Counting too many sheep? Creating a bedtime ritual can help you fall asleep faster and enjoy deeper, more restful sleep. (Image courtesy of FreeDigitalPhotos.net)

Counting too many sheep these days? Follow these sleep-better steps from Mayo Clinic:

  1. Stick to a sleep schedule. Go to bed and get up at the same time every day, even on the weekends. This will reinforce your body’s sleep-wake cycle to improve the quality of your sleep. If you don’t nod off within about 15 minutes, get up and do something relaxing, like reading a book or listening to music, before going back to bed when you feel more tired. Worrying about falling asleep can make it harder to do so.
  2. Pay attention to what you eat and drink. Don’t go to bed too hungry or too full because your discomfort might keep you up. Limit your liquid intake before bed, too, to prevent disruptive middle-of-the-night bathroom trips. And use nicotine, caffeine and alcohol cautiously. Nicotine and caffeine are stimulants which can keep you awake. And though alcohol might make you feel sleepy at first, it can disrupt quality sleep later in the night.

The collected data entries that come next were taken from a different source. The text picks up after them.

PR #2713, opened 2020-10-01
Feature/mozilla tts

domcross:
## Description
Implement TTS module for Mozilla-TTS server

## How to test
Fire up Mozilla-TTS server, set mycroft.conf: tts.module "mozilla" and configure tts.mozilla.url, mycroft-speak "My name is Mycroft and I am funky"

## Contributor license agreement signed?
CLA [X] (Whether you have signed a [CLA - Contributor Licensing Agreement](https://mycroft.ai/cla/)

PR #2719, opened 2020-10-10
mozilla TTS validation

JarbasAl:
adds validation to mozilla TTS, if a wrong url is entered this will now be handled and fallback to default TTS engine, instead of the user simply having no TTS output 

removed unused lang param set to "de"

i messed up in posting my review of #2713 , changes have been tested at [HelloChatterbox/text2speech](https://github.com/HelloChatterbox/text2speech/blob/master/text2speech/modules/mozilla_tts.py)

### DIFF
--- a/mycroft/configuration/mycroft.conf
+++ b/mycroft/configuration/mycroft.conf
@@ -308,7 +308,6 @@
       "voice": "m1"
     },
     "mozilla": {
-      "lang": "de",
       "url": "http://0.0.0.0:5002/api/tts"
     }
   },
--- a/mycroft/tts/mozilla_tts.py
+++ b/mycroft/tts/mozilla_tts.py
@@ -49,7 +49,7 @@ class MozillaTTSValidator(TTSValidator):
         pass
 
     def validate_connection(self):
-        url = self.tts.config['url']
+        url = self.tts.config['url'].replace("/api/tts", "")
         response = requests.get(url)
         if not response.status_code == 200:
             raise ConnectionRefusedError
--- a/mycroft/tts/mozilla_tts.py
+++ b/mycroft/tts/mozilla_tts.py
@@ -49,8 +49,10 @@ class MozillaTTSValidator(TTSValidator):
         pass
 
     def validate_connection(self):
-        # TODO
-        pass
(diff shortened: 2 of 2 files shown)


devops-mycroft:
Voight Kampff Integration Test Succeeded  ([Results](https://reports.mycroft.ai/core/PR-2719))

krisgesling:
Hey I just tried this against a local Mozilla TTS server and it seems that a non-empty text parameter is required.

Passing no params resulted in:
```
File "/home/user/TTS/.venv/lib/python3.6/site-packages/TTS/server/synthesizer.py", line 143, in split_into_sentences
    text = " " + text + "  <stop>"
TypeError: must be str, not NoneType
[INFO] 127.0.0.1 - - [12/Oct/2020 15:56:41] "GET /api/tts HTTP/1.1" 500 -
```

and passing an empty string:
```
ValueError: zero-size array to reduction operation maximum which has no identity
[INFO] 127.0.0.1 - - [12/Oct/2020 16:00:11] "GET /api/tts?text= HTTP/1.1" 500 -
```

krisgesling:
Just had a look at their [server app routes](https://github.com/mozilla/TTS/blob/master/TTS/server/server.py) and there's only two by default:
- / 
- /api/tts

So we could send a non-empty text param to the synthesizer or ping the root instead?

JarbasAl:
ups, i intended to ping the root, not the tts endpoint.

devops-mycroft:
Voight Kampff Integration Test Succeeded  ([Results](https://reports.mycroft.ai/core/PR-2719))

forslund:
Works exactly as advertised :+1:

Since the mozilla tts hasn't been merged to master yet, do you think the config should be changed to just the root? So in the config it would be
```
"url": "http://0.0.0.0:5002"
```

and the execute call would join the `/api/tts` to the url from the config instead of the validation removing it?

JarbasAl:
totally agree, i thought this was on master already, but if its only on dev i will make that change!

JarbasAl:
will re-open upon clarification of privacy ramifications of the latest mycroft partnership

code is free, you can copy and open a new PR if you do not want to wait for me re-opening it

  3. Create a bedtime ritual. Doing the same things each night will tell your body it’s time to wind down. For example, you might take a warm bath or shower, read a book, or listen to soothing music — preferably with the lights dimmed. These activities promote better sleep because they ease the transition between wakefulness and drowsiness.

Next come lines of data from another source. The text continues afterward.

PR #2725, opened 2020-10-15
allow variants of arch (archarm, ...) to fetch dependencies (dev_setup.sh)

emphasize:
Problem: Arch Linux Arm doesn't fetch dependencies in the installation process

Just added `&& ( ... || os_is_like arch)` to let variants like archarm pass the filter

since os-release (archarm)

```
ID=archarm
ID_LIKE=arch
```

Alternatively this could be handled with `os_is archarm` , yet i've seen many (core) arch variants which could run into the same problem. This should also pass Manjaro, i guess.

### DIFF
--- a/dev_setup.sh
+++ b/dev_setup.sh
@@ -398,14 +398,14 @@ function install_deps() {
         # Fedora
         echo "$GREEN Installing packages for Fedora...$RESET"
         fedora_install
-    elif found_exe pacman && os_is arch ; then
+    elif found_exe pacman && (os_is arch || os_is_like arch); then
         # Arch Linux
         echo "$GREEN Installing packages for Arch...$RESET"
         arch_install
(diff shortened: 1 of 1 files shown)


devops-mycroft:
Voight Kampff Integration Test Failed ([Results](https://reports.mycroft.ai/core/PR-2725))

forslund:
Looks like good changes, thanks. Gonna ask briefly on the chat if an arch / manjaro user can test it.

devops-mycroft:
Voight Kampff Integration Test Succeeded  ([Results](https://reports.mycroft.ai/core/PR-2725))

forslund:
@ChanceNCounter tested it with Manjaro and is working as expected.

forslund (approved):
And I tested that other systems are unaffected. seems to work as intended. Approved!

  4. Get comfortable. Your room should be a haven for sleep: cool, dark and quiet. If you would find it helpful, use room-darkening shades, earplugs, a fan or other devices that help block out excess noise and light. Be sure to use a mattress and bedding that you find comfortable, too. If you share your bed, make sure there’s enough room for two. And if you have children or pets, set limits on how often they sleep with you, or use separate sleeping quarters.
  5. Limit daytime naps. Long daytime naps can sabotage nighttime sleep — especially if you have insomnia or poor sleep quality at night. If you are a napper, limit yourself to one 10- to 30-minute nap in the mid-afternoon.
  6. Include physical activity in your daily routine. Regular physical activity helps you to fall asleep quickly and to sleep more deeply. Simply avoid exercising just before bedtime, as this might make you too energized to fall asleep.
  7. Manage stress. When you have too much to do and think about, your sleep is likely to suffer. Restore a sense of inner peace by managing your stress level. Give yourself permission to take a break when you need one. Have a good laugh with an old friend. Before bed, write down what’s on your mind, then set it aside so you can drift off to sleep worry-free.